By GetRecruited

Introduction
For most families weighing college tennis, the opening question isn't where a son can play — it's what playing there will cost. That instinct is sound. Across all 861 men's programs, the net price (what a family actually pays each year after grants and aid) runs from a couple of thousand dollars to north of forty thousand, and the figure tracks the name on the racquet bag far less than you'd guess.
Cost is the right place to start, but it's only the first of several questions, and answering it well means seeing how the rest connect to it. Those 861 programs sit across five divisions and all 50 states. They vary in how big a squad they carry, how many spots come open in a given year, how many of their students finish a degree, what those graduates go on to earn, and how much each program spends on its players. Reading those pieces together is what turns a hopeful guess into a list you can act on.
This report walks the whole field — the landscape, the rosters, the academics, the cost, and the money behind the programs — drawing only on public records that cover every one of them. The aim is plain: help your family see past the dozen schools already on the tip of your tongue and reach the ones that fit your son's game, his grades, and what you can pay.
Seeing all 861 programs at once is useful, but your family only needs the handful that fit. Build a recruiting plan that narrows this field to the schools worth contacting — by division, by region, by cost, and by the kind of degree you want.
Landscape
The game runs well past Division I.
College tennis isn't a D1 sport with a few smaller circuits tacked on. Division III is the largest single group, with 298 programs — 35% of the sport. Division I comes next at 237 (28%), then Division II at 143 (17%). The NAIA, a separate association built mostly of smaller private colleges, adds 97 (11%), and two-year junior colleges (JUCO) account for the final 86 (10%).
Put plainly: roughly seven in ten men's tennis programs play somewhere other than Division I. A family that starts and finishes with the ranked teams on TV is looking at about a quarter of the places a player can actually compete. The other 624 programs are where the bulk of recruiting happens — and where a player who isn't a blue-chip prospect has genuine room to land.

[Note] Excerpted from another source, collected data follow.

PR #12271, opened 2026-07-30
[#12270] fix(glue): Ignore blank AWS static credentials

### LINKED ISSUE #12270: [Bug report] Blank AWS credentials break Glue Iceberg metadata loading
### Version

main, 1.3.0 branch

### Describe what's wrong

When the optional `aws-access-key-id` and `aws-secret-access-key` properties are present as empty strings, `GlueIcebergTableHelper` treats them as configured static credentials.

This causes Iceberg metadata enrichment to fail instead of using the AWS default credential chain. Gravitino then falls back to the Glue schema, losing the accurate Iceberg schema, partition spec, and sort order.

```text
Failed to load Iceberg metadata for table <database>.<table>

java.lang.IllegalStateException: Access key ID is not set
    at org.apache.gravitino.catalog.glue.GravitinoGlueCredentialsProvider.resolveCredentials(...)
```

### How to reproduce

1. Create a Glue catalog using an IAM role or another AWS default credential provider.
2. Set the optional credential properties to empty strings:

   ```properties
   aws-region=us-east-1
   warehouse=s3://<bucket>/<path>
   aws-access-key-id=
   aws-secret-access-key=
   ```

3. Load an Iceberg table from the Glue catalog.
4. Observe that Iceberg metadata loading fails and Gravitino returns only the Glue-derived metadata.

Expected behavior: blank credential properties should be treated as absent, allowing Iceberg to use the AWS default credential chain.

### Additional context

`GlueIcebergTableHelper#createGlueCatalog` only checks whether the credential values are non-null. It should require both values to be non-blank, consistent with `GlueClientProvider`.

xxubai:

Treat blank Glue AWS access and secret keys as absent so that Iceberg uses the AWS default credential chain.

Validate that static access and secret keys are configured together, and add unit coverage for blank and partial credential values.

Optional Glue credential properties may be stored as empty strings. `GlueIcebergTableHelper` previously checked only for null values and installed `GravitinoGlueCredentialsProvider`, which then failed with `Access key ID is not set`.

This prevented Iceberg metadata enrichment and caused Gravitino to fall back to Glue-derived metadata.

Fix: #12270

Yes. Glue Iceberg catalogs with blank static credential properties now use the AWS default credential chain. A partially configured static credential pair fails fast.

No API or property keys are changed.

```bash
./gradlew :catalogs:catalog-glue:test \
  --tests org.apache.gravitino.catalog.glue.TestGlueIcebergTableHelper \
  -PskipITs
```

### DIFF
--- a/catalogs/catalog-glue/src/main/java/org/apache/gravitino/catalog/glue/GlueIcebergTableHelper.java
+++ b/catalogs/catalog-glue/src/main/java/org/apache/gravitino/catalog/glue/GlueIcebergTableHelper.java
@@ -143,6 +143,15 @@ final class GlueIcebergTableHelper {
    * @throws IllegalArgumentException if {@code aws-region} or {@code warehouse} is not configured
    */
   static Catalog createGlueCatalog(Map<String, String> config) {
+    Map<String, String> icebergProps = buildIcebergCatalogProperties(config);
+
+    GlueCatalog glueCatalog = new GlueCatalog();
+    glueCatalog.initialize("gravitino-glue-iceberg", icebergProps);
+    LOG.info("Initialized Iceberg GlueCatalog for region {}", config.get(GlueConstants.AWS_REGION));
+    return glueCatalog;
+  }
+
+  static Map<String, String> buildIcebergCatalogProperties(Map<String, String> config) {
     String region = config.get(GlueConstants.AWS_REGION);
     Preconditions.checkArgument(region != null, "AWS region is required for Iceberg Glue catalog");
 
@@ -164,18 +173,14 @@ final class GlueIcebergTableHelper {
 
     String accessKey = config.get(GlueConstants.AWS_ACCESS_KEY_ID);
     String secretKey = config.get(GlueConstants.AWS_SECRET_ACCESS_KEY);
-    boolean hasAccessKey = StringUtils.isNotBlank(accessKey);
-    boolean hasSecretKey = StringUtils.isNotBlank(secretKey);
-    Preconditions.checkArgument(
-        hasAccessKey == hasSecretKey,
-        "Both '%s' and '%s' must be set together.",
-        GlueConstants.AWS_ACCESS_KEY_ID,
-        GlueConstants.AWS_SECRET_ACCESS_KEY);
-    if (hasAccessKey) {
+    boolean hasCredential = GlueClientProvider.hasAwsStaticCredentials(accessKey, secretKey);
+    if (hasCredential) {
       icebergProps.put(
           CLIENT_CREDENTIALS_PROVIDER, GravitinoGlueCredentialsProvider.class.getName());
       icebergProps.put(CLIENT_CREDENTIALS_PROVIDER_ACCESS_KEY_ID, accessKey);
       icebergProps.put(CLIENT_CREDENTIALS_PROVIDER_SECRET_ACCESS_KEY, secretKey);
+      icebergProps.put(IcebergConstants.ICEBERG_S3_ACCESS_KEY_ID, accessKey);
+      icebergProps.put(IcebergConstants.ICEBERG_S3_SECRET_ACCESS_KEY, secretKey);
     }
 
     String endpoint = config.get(GlueConstants.AWS_GLUE_ENDPOINT);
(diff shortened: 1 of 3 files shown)


catalogs/catalog-glue/src/main/java/org/apache/gravitino/catalog/glue/GlueIcebergTableHelper.java
```diff
@@ -189,6 +190,20 @@ static Catalog createGlueCatalog(Map<String, String> config) {
     return glueCatalog;
   }
 
+  @VisibleForTesting
+  static boolean validateAwsStaticCredential(String accessKey, String secretKey) {
```
yuqi1129: We'd better improve the readability here. `validateAwsStaticCredential` means that we will check the validity of `accessKey` and `secretKey`. In the normal course of events, `true` means it's okay and `false` means it's invalid. However, when both `accessKey` and `secretKey` are empty, the check result is `true`, but the return value is `false`

xxubai: updated

yuqi1129:
LGTM. @diqiu50 
Please also take a look; it's your field.

catalogs/catalog-glue/src/main/java/org/apache/gravitino/catalog/glue/GlueIcebergTableHelper.java
```diff
@@ -164,7 +164,14 @@ static Catalog createGlueCatalog(Map<String, String> config) {
 
     String accessKey = config.get(GlueConstants.AWS_ACCESS_KEY_ID);
     String secretKey = config.get(GlueConstants.AWS_SECRET_ACCESS_KEY);
-    if (accessKey != null && secretKey != null) {
+    boolean hasAccessKey = StringUtils.isNotBlank(accessKey);
+    boolean hasSecretKey = StringUtils.isNotBlank(secretKey);
+    Preconditions.checkArgument(
```
diqiu50: We'd better make the error message is the same as GlueClientProvider

diqiu50: The logic is the same in GlueClientProvider, Could you consider reuse it

catalogs/catalog-glue/src/test/java/org/apache/gravitino/catalog/glue/TestGlueIcebergTableHelper.java
```diff
@@ -235,4 +239,75 @@ void testLoadTableOverwritesColumnTypesFromIcebergSchema() {
     assertEquals(Types.TimeType.of(6), cols[1].dataType());
     assertEquals(Types.DecimalType.of(10, 2), cols[2].dataType());
   }
+
+  @Test
+  void testCreateGlueCatalogWithoutStaticCredentials() {
+    Map<String, String> config = new HashMap<>();
+    config.put(GlueConstants.AWS_REGION, "us-east-1");
+    config.put(GlueConstants.WAREHOUSE, "s3://test-bucket/warehouse");
+
```
diqiu50, line 250: The new blank-credential test doesn't actually cover the regression. createGlueCatalog() never threw on blank keys — the failure surfaces later in GravitinoGlueCredentialsProvider.resolveCredentials(). So testCreateGlueCatalogWithBlankStaticCredentials passes even without the fix.

catalogs/catalog-glue/src/main/java/org/apache/gravitino/catalog/glue/GlueIcebergTableHelper.java
xxubai: done

catalogs/catalog-glue/src/test/java/org/apache/gravitino/catalog/glue/TestGlueIcebergTableHelper.java
xxubai: Moved the Iceberg properties into a separate code block.

diqiu50 (approved):
LGTM

PR #12274, opened 2026-07-30
[#12273] fix(clickhouse): preserve MergeTree engine parameters through create-load round-trip

### LINKED ISSUE #12273: [Bug report] ClickHouse MergeTree engine parameters lost on table load
### Describe what's wrong

When loading a ClickHouse table that uses a MergeTree-family engine with
parameters — for example `ReplacingMergeTree(ts)` — Gravitino reads only the
engine name from `system.tables.engine` and discards the parameters in
parentheses.

After a create→load round-trip (or load of a pre-existing table), the engine
parameters are gone. `ReplacingMergeTree(ts)` becomes plain `ReplacingMergeTree`,
which changes the table's deduplication behaviour.

The `system.tables.engine_full` column already contains the full engine
declaration (e.g. `ReplacingMergeTree(ts) ORDER BY id SETTINGS ...`), but it is
only parsed for `Distributed` engines today.

No error is thrown. The engine parameters are silently dropped — the table loads
without them and subsequent DDL generation omits the parameters as well.

### How to reproduce

1. Start a Gravitino server with a ClickHouse catalog.
2. Create a table in ClickHouse with engine parameters:
   ```sql
   CREATE TABLE test.t (id Int32, ts Int64) ENGINE = ReplacingMergeTree(ts) ORDER BY id
   ```
3. Load the table via Gravitino:
   ```java
   Table t = catalog.asTableCatalog().loadTable(NameIdentifier.of("test", "t"));
   ```
4. Check `t.properties()` — no `engine_parameters` key exists, and the engine
   is recorded as plain `ReplacingMergeTree`.

### Additional context

The following MergeTree-family engines accept parameters that affect correctness
(not just performance):

| Engine | Example parameter | Lost semantic |
|---|---|---|
| ReplacingMergeTree | `ts` (version column) | dedup behaviour |
| CollapsingMergeTree | `sign` (sign column) | collapse behaviour |
| VersionedCollapsingMergeTree | `sign, ver` | versioned collapse |
| SummingMergeTree | `(a, b)` (tuple of columns) | auto-sum columns |
| GraphiteMergeTree | `'config_section'` | graphite rollup config |

`AggregatingMergeTree` takes no parameters and is unaffected.

jiangxt2:

Read the `engine_full` column from `system.tables` (already fetched via `SELECT *`) to extract engine parameters for non-Distributed MergeTree-family engines, store them as a new `engine_parameters` table property, and include them when generating `ENGINE = ...` clauses in `CREATE TABLE` DDL.

The `engine` column in `system.tables` only returns the engine name (e.g. `ReplacingMergeTree`) without parameters. After a create→load round-trip (or loading a pre-existing table), the parameters in parentheses are silently dropped. `ReplacingMergeTree(ts)` becomes plain `ReplacingMergeTree` — the deduplication version column is lost, changing the table's correctness semantics.

This affects five MergeTree-family engines:

- `ReplacingMergeTree` — version column for dedup
- `CollapsingMergeTree` — sign column for collapse
- `VersionedCollapsingMergeTree` — sign + version for versioned collapse
- `SummingMergeTree` — columns (including nested-paren tuples) for auto-sum
- `GraphiteMergeTree` — graphite rollup config

The `engine_full` column already contains the full engine DDL and is already parsed for `Distributed` engines; extending this to other engines reuses the existing query path.

Fix: #12273

A new optional table property `engine_parameters` is added for ClickHouse tables. Users can set it when creating tables (e.g. `engine_parameters = "ts"` for `ReplacingMergeTree(ts)`), and it will appear in `table.properties()` for loaded tables that have engine parameters.

No existing property keys are changed or removed.

- Unit tests: 9 test cases covering single-param, multi-param, nested-paren (`SummingMergeTree((a, b))`), no-param, blank/null input, engine name mismatch, `GraphiteMergeTree` quote preservation, and `AggregatingMergeTree` no-param.
- Docker IT: 5 round-trip tests on a real ClickHouse container covering `ReplacingMergeTree`, `SummingMergeTree` (nested parens), `VersionedCollapsingMergeTree` (multi-param), `CollapsingMergeTree` (load from existing table), and `MergeTree` (no params). Each test verifies both the Gravitino property value and the `SHOW CREATE TABLE` output.


catalogs-contrib/catalog-jdbc-clickhouse/src/main/java/org/apache/gravitino/catalog/clickhouse/operations/ClickHouseTableOperations.java
```diff
@@ -458,7 +458,12 @@ private ClickHouseTablePropertiesMetadata.ENGINE appendTableEngine(
       return engine;
     }
 
-    sqlBuilder.append("\n ENGINE = %s".formatted(engine.getValue()));
+    String engineParams = StringUtils.trim(properties.get(TableConstants.ENGINE_PARAMETERS));
```
yuqi1129: GraphiteMergeTree still cannot round-trip through the new property. The earlier Graphite branch reads only `graphite.config` and returns before this generic path, but the load path stores the extracted value only as `engine_parameters`. Therefore creating Graphite with the new public property fails, and properties returned by `loadTable` cannot recreate the same engine. Please keep Graphite on the dedicated `graphite.config` path by populating that property (unquoted) during load and excluding Graphite from generic extraction, or unify the two paths consistently. A SQL-generation round-trip unit test can cover this without requiring a configured Graphite server.

catalogs-contrib/catalog-jdbc-clickhouse/src/main/java/org/apache/gravitino/catalog/clickhouse/operations/ClickHouseTableOperations.java
```diff
@@ -1642,6 +1661,43 @@ private String buildDataSkippingIndexDdl(
...
+    if (paramsStart >= engineFull.length() || engineFull.charAt(paramsStart) != '(') {
+      return null;
+    }
+    // Bracket-depth counting handles nested parentheses (e.g. SummingMergeTree((a, b))).
+    int depth = 0;
+    for (int i = paramsStart + 1; i < engineFull.length(); i++) {
+      char ch = engineFull.charAt(i);
+      if (ch == '(') {
+        depth++;
+      } else if (ch == ')') {
```
yuqi1129: The depth scan is not quote-aware. For example, an engine parameter containing a backtick-quoted identifier whose name is `ver)` will terminate at the `)` inside the identifier and return a truncated value. Parentheses inside string literals have the same problem. Please track single-quoted/backtick-quoted and escaped state (or use a parser), and add regression tests for quoted identifiers and strings.

catalogs-contrib/catalog-jdbc-clickhouse/src/main/java/org/apache/gravitino/catalog/clickhouse/operations/ClickHouseTableOperations.java
```diff
@@ -705,6 +710,20 @@ protected Map<String, String> getTableProperties(Connection connection, String t
                       put(ClusterConstants.ON_CLUSTER, String.valueOf(false));
                     }
 
+                    // Extract engine parameters from engine_full for non-Distributed engines.
+                    // engine_full contains the full engine DDL (e.g.
+                    // "ReplacingMergeTree(ts) ORDER BY id SETTINGS ..."), while the engine
+                    // column only contains the engine name without parameters.
+                    // For Distributed engines, parameters are already stored as separate
+                    // distributed-table properties below.
+                    if (!StringUtils.equalsIgnoreCase(engine, ENGINE.DISTRIBUTED.getValue())) {
```
yuqi1129: The scope check does not match the property contract. This extracts parameters for every non-Distributed engine, including MySQL/JDBC/S3/Kafka/Join/Buffer/File. `engine_full` for integration engines contains connection arguments (and may contain or mask credentials), while `ENGINE_PARAMETERS_PROPERTY_ENTRY` is public and non-hidden; the create path also re-emits the value verbatim. This exposes engine configuration through `table.properties()` and silently expands CREATE support beyond the intended MergeTree family. Please gate both extraction and rendering on an explicit supported MergeTree engine set, handle Graphite separately, and add a non-MergeTree regression test.

catalogs-contrib/catalog-jdbc-clickhouse/src/main/java/org/apache/gravitino/catalog/clickhouse/operations/ClickHouseTableOperations.java
jiangxt2: Fixed in 7517295a. Graphite now uses only graphite.config; generic engine_parameters extraction excludes Graphite. Load and CREATE use symmetric SQL-literal escaping, with a round-trip unit test added.

catalogs-contrib/catalog-jdbc-clickhouse/src/main/java/org/apache/gravitino/catalog/clickhouse/operations/ClickHouseTableOperations.java
jiangxt2: Fixed in 7517295a. The scanner now handles quoted strings, quoted identifiers, escapes, and nested parentheses correctly, with corresponding regression tests.

catalogs-contrib/catalog-jdbc-clickhouse/src/main/java/org/apache/gravitino/catalog/clickhouse/operations/ClickHouseTableOperations.java
jiangxt2: Fixed in 7517295a. LOAD and CREATE now share an allowlist of four supported MergeTree engines. Graphite and Distributed use dedicated properties, while other engines neither expose nor accept engine_parameters.

catalogs-contrib/catalog-jdbc-clickhouse/src/main/java/org/apache/gravitino/catalog/clickhouse/operations/ClickHouseTableOperations.java
```diff
@@ -705,6 +710,20 @@ protected Map<String, String> getTableProperties(Connection connection, String t
...
+                      String engineFull = resultSet.getString("engine_full");
+                      String engineParams = extractEngineParams(engine, engineFull);
+                      if (StringUtils.isNotBlank(engineParams)) {
+                        put(TableConstants.ENGINE_PARAMETERS, engineParams);
+                      }
+                    }
```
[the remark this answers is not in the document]
jiangxt2: Fixed in 7517295a. Graphite parameters are restored only as the unquoted graphite.config value and excluded from generic engine_parameters, so load-to-create round-tripping is consistent.

catalogs-contrib/catalog-jdbc-clickhouse/src/main/java/org/apache/gravitino/catalog/clickhouse/ClickHouseTablePropertiesMetadata.java
```diff
@@ -99,6 +99,15 @@ public class ClickHouseTablePropertiesMetadata extends JdbcTablePropertiesMetada
...
           false);
 
+  public static final PropertyEntry<String> ENGINE_PARAMETERS_PROPERTY_ENTRY =
+      stringOptionalPropertyEntry(
+          TableConstants.ENGINE_PARAMETERS,
+          "Engine parameters extracted from engine_full (e.g. \"ts\" for ReplacingMergeTree(ts)). "
+              + "Only used for non-Distributed MergeTree-family engines.",
+          false,
+          "",
+          false);
```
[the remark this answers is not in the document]
jiangxt2: Fixed in 7517295a. The property description now states that engine_parameters can be supplied during CREATE and restored by loadTable, and is limited to the four supported MergeTree engines.

catalogs-contrib/catalog-jdbc-clickhouse/src/test/java/org/apache/gravitino/catalog/clickhouse/operations/TestClickHouseTableOperationsUnit.java
```diff
@@ -84,4 +84,92 @@ void testGetIndexesSqlEscapesSingleQuotes() throws Exception {
...
+    Assertions.assertNull(ClickHouseTableOperations.extractEngineParams("MergeTree", null));
+    Assertions.assertNull(
+        ClickHouseTableOperations.extractEngineParams(null, "MergeTree ORDER BY id"));
+    Assertions.assertNull(
+        ClickHouseTableOperations.extractEngineParams("", "MergeTree ORDER BY id"));
+  }
+
+  @Test
+  void testExtractEngineParamsEngineNameNotAtStart() {
+    // Engine name appears later in the string — should not match because '(' check fails
```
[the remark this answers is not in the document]
jiangxt2: Fixed in 7517295a. The comment now correctly states that the method returns null because the input does not start with the requested engine name.

jiangxt2:
Hi @yuqi1129, could you please take another look when you have time? Thanks!

yuqi1129 (approved):

PR #12275, opened 2026-07-30
[#12272] feat(clickhouse): map ClickHouse Date32 to Gravitino DateType and verify Enum round-trip

### LINKED ISSUE #12272: [Improvement] Map ClickHouse Date32 to native Gravitino DateType and verify Enum round-trip

ClickHouse Date32 (range 1900–2299) currently maps to ExternalType via the default branch in `ClickHouseTypeConverter.toGravitino()`. Gravitino already has a `Types.DateType` which represents a calendar date and is the closest native match.

Additionally, ClickHouse Enum8/Enum16 types are not covered by integration tests, leaving a gap in verifying their round-trip correctness through the Gravitino type system.

### How should we improve?

1. **Date32 → DateType**: Add `case DATE32: return Types.DateType.get()` in `toGravitino()`. This is a one-way downgrade — the read path maps Date32 to DateType, but the write path maps DateType back to `Date` (not `Date32`), because `fromGravitino` maps `DateType` to the `Date` string without preserving the source precision. This is consistent with the existing `DateTime64(3)` → `TimestampType.withoutTimeZone(3)` → `DateTime(0)` pattern, where `fromGravitino` maps `TimestampType` back to `DateTime` (dropping sub-second precision) rather than `DateTime64(3)`. Users who need the full 1900–2299 range can use ExternalType explicitly when creating tables.

2. **Enum IT test**: Add an integration test that:
   - Creates a ClickHouse table with Enum8 and Enum16 columns
   - Verifies they load as ExternalType with the full enum definition preserved (including spaces and equals signs)
   - Validates round-trip: recreating the table through Gravitino using the loaded schema and confirming the DDL output matches the original

jiangxt2:

1. **Date32 → DateType**: Add `case DATE32` in `ClickHouseTypeConverter.toGravitino()`, mapping ClickHouse Date32 to Gravitino `Types.DateType`. Previously Date32 fell through to the default branch and was mapped to `ExternalType`, despite being a calendar date type semantically identical to Date (just with a wider year range: 1900–2299 vs 1970–2149).

2. **Enum IT test**: Add `testEnumRoundTrip()` integration test verifying that Enum8/Enum16 round-trip correctly through the Gravitino type system via ExternalType. The enum definitions (including spaces and equals signs) are fully preserved across create → load → recreate cycles.

Date32 was the last user-visible ClickHouse type that has a Gravitino native counterpart (`Types.DateType`) but was not mapped to it. The `DateTime64(3)` → `TimestampType.withoutTimeZone(3)` → `DateTime(0)` pattern already establishes the precedent of one-way precision/range narrowing in the ClickHouse converter — Date32 follows the same pattern.

Mapping Date32 to `DateType` (instead of `ExternalType`) also keeps the column usable in downstream systems: the Gravitino Spark connector currently throws `UnsupportedOperationException` for `ExternalType` columns, making the entire table inaccessible (see #12104), and the proposed fix there maps them to `StringType`, losing the date semantics entirely. A native `DateType` mapping preserves the date semantics across Spark/Flink/Trino integrations.

Enum8/Enum16 already work correctly via ExternalType pass-through, but had no integration test coverage, leaving a gap in verifying their round-trip correctness. The test confirms no code change is needed for Enum support.

Fix: #12272

Yes, with a caveat. After this change:
- **Read path**: ClickHouse `Date32` columns are now loaded as Gravitino `DateType` (instead of `ExternalType("Date32")`)
- **Write path**: `DateType` is still mapped to ClickHouse `Date` (not `Date32`), so round-tripping a Date32 table through Gravitino will produce `Date` on the ClickHouse side, narrowing the supported range from 1900–2299 to 1970–2149-06-06

⚠️ **Silent saturation of out-of-range values** (verified against ClickHouse 25.3.2.39): ClickHouse does not reject dates outside the `Date` range — it silently saturates them. Writing `1900-01-01` to a `Date` column stores `1970-01-01`, and writing `2150-01-01` stores `2149-06-06`. This only affects values in 1900–1969 or after 2149-06-06, which are rare in practice.

Users who need the full 1900–2299 range should use `ExternalType("Date32")` explicitly when creating tables — the ExternalType pass-through path remains fully available.

This is consistent with the existing `DateTime64(3)` → `DateTime(0)` precision narrowing pattern.

- Unit tests: `TestClickHouseTypeConverter` — verified Date32 now maps to `DateType.get()` (previously `ExternalType.of("Date32")`)
- Docker integration tests: `CatalogClickHouseIT.testEnumRoundTrip` — verified Enum8/Enum16 round-trip correctness (create → load → verify → recreate → SHOW CREATE TABLE) against ClickHouse 25.3.2.39
- Static checks: `spotlessCheck`, `rat` (license headers), `gravitino-pr-precheck.py` — all passed

### DIFF
--- a/catalogs-contrib/catalog-jdbc-clickhouse/src/main/java/org/apache/gravitino/catalog/clickhouse/converter/ClickHouseTypeConverter.java
+++ b/catalogs-contrib/catalog-jdbc-clickhouse/src/main/java/org/apache/gravitino/catalog/clickhouse/converter/ClickHouseTypeConverter.java
@@ -162,8 +162,11 @@ public class ClickHouseTypeConverter extends JdbcTypeConverter {
       case DATE:
         return Types.DateType.get();
       case DATE32:
-        // Date32 supports 1900-2299 vs Date's 1970-2149. Use ExternalType to preserve round-trip.
-        return Types.ExternalType.of(DATE32);
+        // Date32 supports 1900-2299 vs Date's 1970-2149-06-06. Map to DateType as a lossy
+        // downgrade: writing DateType yields Date (not Date32), and out-of-range Date32 values
+        // are silently saturated by ClickHouse (e.g. 1900-01-01 -> 1970-01-01). Use
+        // ExternalType("Date32") when lossless round-trip of the wider range is required.
+        return Types.DateType.get();
       case DATETIME:
         // Default is 0 precision
         return Types.TimestampType.withoutTimeZone(0);
--- a/catalogs-contrib/catalog-jdbc-clickhouse/src/main/java/org/apache/gravitino/catalog/clickhouse/converter/ClickHouseTypeConverter.java
+++ b/catalogs-contrib/catalog-jdbc-clickhouse/src/main/java/org/apache/gravitino/catalog/clickhouse/converter/ClickHouseTypeConverter.java
@@ -162,11 +162,8 @@ public class ClickHouseTypeConverter extends JdbcTypeConverter {
       case DATE:
         return Types.DateType.get();
       case DATE32:
-        // Date32 supports 1900-2299 vs Date's 1970-2149-06-06. Map to DateType as a lossy
-        // downgrade: writing DateType yields Date (not Date32), and out-of-range Date32 values
-        // are silently saturated by ClickHouse (e.g. 1900-01-01 -> 1970-01-01). Use
-        // ExternalType("Date32") when lossless round-trip of the wider range is required.
-        return Types.DateType.get();
+        // Date32 has a wider range than Date; preserve its catalog type for round-trip.
+        return Types.ExternalType.of(DATE32);
       case DATETIME:
         // Default is 0 precision
         return Types.TimestampType.withoutTimeZone(0);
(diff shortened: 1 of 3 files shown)


catalogs-contrib/catalog-jdbc-clickhouse/src/main/java/org/apache/gravitino/catalog/clickhouse/converter/ClickHouseTypeConverter.java
```diff
@@ -162,8 +162,11 @@ public Type toGravitino(JdbcTypeBean typeBean) {
       case DATE:
         return Types.DateType.get();
       case DATE32:
-        // Date32 supports 1900-2299 vs Date's 1970-2149. Use ExternalType to preserve round-trip.
-        return Types.ExternalType.of(DATE32);
+        // Date32 supports 1900-2299 vs Date's 1970-2149-06-06. Map to DateType as a lossy
+        // downgrade: writing DateType yields Date (not Date32), and out-of-range Date32 values
+        // are silently saturated by ClickHouse (e.g. 1900-01-01 -> 1970-01-01). Use
+        // ExternalType("Date32") when lossless round-trip of the wider range is required.
+        return Types.DateType.get();
```
yuqi1129: The only problem is that we can't tell the exact type when converting Gravitino `DateType`  to Clickhouse type.

jiangxt2: Thanks for pointing this out. DateType cannot distinguish ClickHouse Date from Date32, so I kept Date32 as ExternalType("Date32") to preserve its type and range. The fix is in commit 7975bc455, and the relevant tests pass.

yuqi1129: OK

yuqi1129 (approved):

Getting the shape of the sport straight is the first move, because the right level for a given player often sits a notch above or below where he first pictured himself. A list built across divisions, not within one, almost always serves a recruit better.
Tennis programs follow the colleges, not the climate. California and Pennsylvania tie for the lead at 67 programs each, then New York with 58, Texas with 42, and Illinois with 41. North Carolina (34), Indiana, and Massachusetts (30 each) fill out the densest states.
The mix is the telling part: the leaders pair sunbelt states with cold ones. Pennsylvania, New York, Illinois, Indiana, and Massachusetts aren't tennis-vacation country — they're packed with the small and mid-size colleges that field teams and practice indoors all winter. The top five states hold 32% of all programs between them, so opportunity concentrates without becoming a southern monopoly. For most families, that means workable programs sit within a few hours of home, not only across the country.
Roster size
Six on the ladder, and a senior leaves each year.
Tennis settles a team match by stacking individual results — singles lines and doubles pairings — so a roster reads as a ranked ladder, not a deep bench. Across the sport, squads average about 10.9 players. Division I sits at 10, Division II at 11, Division III at 11.6, and the NAIA at 12.1. Junior colleges run the leanest, around 9.2.
A small squad can look like a sealed door. Turnover is the better way to read it: a senior class leaves each year and its lines come open. Working from average roster sizes, we estimate a typical D1 program has about 2.5 spots to fill annually, D2 around 2.8, D3 about 2.9, and the NAIA roughly 3. Junior colleges, on a two-year cycle, churn fastest — close to 4.6 openings a program each year.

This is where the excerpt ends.